Right. And your point is? His motorized bike doesn't have one, it'll provide power at any speed.


----------



## tuckerjt07 (Nov 24, 2016)

Harryman said:


> Right. And your point is? His motorized bike doesn't have one, it'll provide power at any speed.


Where did I say I was speaking specifically to his bike? I addressed a specific comment that was inaccurate in regards to how bikes are classified.

Sent from my SM-N950U using Tapatalk


----------



## brent701 (Sep 17, 2012)

tuckerjt07 said:


> Where did I say I was speaking specifically to his bike? I addressed a specific comment that was inaccurate in regards to how bikes are classified.
> 
> Sent from my SM-N950U using Tapatalk


 15 U.S.C. § 2085
Under federal law, an electric bicycle is referred to as a "low-speed electric bicycle," which is
defined as "a two- or three-wheeled vehicle with fully operable pedals and an electric motor of
less than 750 watts (1 h.p.), whose maximum speed on a paved level surface, when powered
solely by such a motor while ridden by an operator who weighs 170 pounds, is less than 20
mph." Significantly, this definition provides a maximum assisted speed that an electric bicycle
can travel when being powered only by the motor, but does not provide a maximum assisted
speed for when an electric bicycle is being powered by a combination of human and motor
power


----------



## tuckerjt07 (Nov 24, 2016)

brent701 said:


> 15 U.S.C. § 2085
> Under federal law, an electric bicycle is referred to as a "low-speed electric bicycle," which is
> defined as "a two- or three-wheeled vehicle with fully operable pedals and an electric motor of
> less than 750 watts (1 h.p.), whose maximum speed on a paved level surface, when powered
> ...


Exactly, speed alone is not enough. The motor has to be involved.
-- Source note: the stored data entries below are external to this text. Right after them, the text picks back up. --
PR #5127, opened 2018-06-28
quickstart: check default path for validity

blueyed:
`sphinx-quickstart` without arguments will currently overwrite e.g. a
project's `Makefile`, since it only checks for `conf.py` explicitly in
`ask_user`.

This change uses the same check for both a provided path via arguments
and in `ask_user` now.

### DIFF
--- a/sphinx/cmd/quickstart.py
+++ b/sphinx/cmd/quickstart.py
@@ -265,12 +265,7 @@ Selected root path: %s''') % d['path']))
 Enter the root path for documentation.'''))
         d['path'] = do_prompt(__('Root path for the documentation'), '.', is_path)
 
-    while path.isfile(path.join(d['path'], 'conf.py')) or \
-            path.isfile(path.join(d['path'], 'source', 'conf.py')):
-        print()
-        print(bold(__('Error: an existing conf.py has been found in the '
-                      'selected root path.')))
-        print(__('sphinx-quickstart will not overwrite existing Sphinx projects.'))
+    while not check_valid_dir(d):
         print()
         d['path'] = do_prompt(__('Please enter a new root path (or just Enter '
                                  'to exit)'), '', is_path)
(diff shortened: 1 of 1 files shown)


tk0miya:
I agree that overwriting `Makefile` is not good behavior. But I also feel `valid_dir()` does too explicit checking because both `Makefile` and `make.bat` are not required files for Sphinx project. They are optional.

I propose you to write `Makefile` and `make.bat` only if they don't exist. What do you think?

blueyed:
> I propose you to write `Makefile` and `make.bat` only if they don't exist. What do you think?

Might be good already - at least overwriting the Makefile was what got me.

But then it should maybe just only act on empty dirs, which the error with `-q` states incorectly already:

```
% sphinx-quickstart -q -p foo -a author EXAMPLES

Error: specified path is not a directory, or sphinx files already exist.
sphinx-quickstart only generate into a empty directory. Please specify a new root path.
```

tk0miya:
Sorry, my comment above is not important. Please forget it.
Anyway, CI raises errors for this PR. Could you check them please?

blueyed:
I've rebased it and added a fixup: it moves the check in ask_user, because it uses things being asked for only later.

I am not sure if this is the correct way (since there might be missing feedback when the check is done, and there is no simpler check now directly after asking for the root), but at least tests should be good now.
It should be improved further from here.

sphinx/cmd/quickstart.py
```diff
@@ -347,6 +335,13 @@ def ask_user(d):
         d['master'] = do_prompt(__('Please enter a new file name, or rename the '
                                    'existing file and press Enter'), d['master'])
 
+    while not check_valid_dir(d):
```
tk0miya, line 338: I understand all of `sep`, `dot`, `master` and `suffix` are missing just after asking root path. But this place is too far from question.
I think the goal of this PR is not to override `Makefile` and `make.bat` by default. To do that, how about changing `overwrite` option of `generate()` function to False?

blueyed: > But this place is too far from question.

What do you mean?

> I think the goal of this PR is not to override Makefile and make.bat by default. To do that, how about changing overwrite option of generate() function to False?

I don't know - but please feel free to do it like that.  While not perfect it would still be a good enough fix then I think.

You can push updates to my branch/this PR, or just create a new one and close this.

tk0miya: >What do you mean?

What I meant is that the check for root path is going after 6 steps after from its question. I worried users might get confused.

>I don't know - but please feel free to do it like that. While not perfect it would still be a good enough fix then I think.

Okay, I'll reconsider about this later.

tk0miya:
Finally, I meged #5378 instead of this.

Sent from my SM-N950U using Tapatalk


----------



## brent701 (Sep 17, 2012)

tuckerjt07 said:


> Exactly, speed alone is not enough. The motor has to be involved.
> 
> Sent from my SM-N950U using Tapatalk


Which his is and its too big. lol

Sorry my post was worded badly.


----------



## tuckerjt07 (Nov 24, 2016)

brent701 said:


> Which his is and its too big. lol
> 
> Sorry my post was worded badly.


Yeah, sorry I wasn't really attacking your post, just trying to add clarification. My end could have been worded better as well.

Sent from my SM-N950U using Tapatalk


----------



## brent701 (Sep 17, 2012)

tuckerjt07 said:


> Yeah, sorry I wasn't really attacking your post, just trying to add clarification. My end could have been worded better as well.
> 
> Sent from my SM-N950U using Tapatalk


It's all good.

Clearing things up is good and I enjoy the info that keeps being added to this.

The laws on ebikes are just kind of blah and sucks that they differ from state to state so widely.


----------



## mtnbikej (Sep 6, 2001)

brownpownow said:


> You are not believable.


Wow....that thing is scary.


----------



## mattkock (Mar 19, 2009)

Yeah I wish I could get a Class 1 or 2 e-bike but like I stated several times before my right leg is completely unable to make a complete pedal stroke. I cannot pedal at all so it was the Paradox or find a new hobby.


----------



## brent701 (Sep 17, 2012)

mattkock said:


> Yeah I wish I could get a Class 1 or 2 e-bike but like I stated several times before my right leg is completely unable to make a complete pedal stroke. I cannot pedal at all so it was the Paradox or find a new hobby.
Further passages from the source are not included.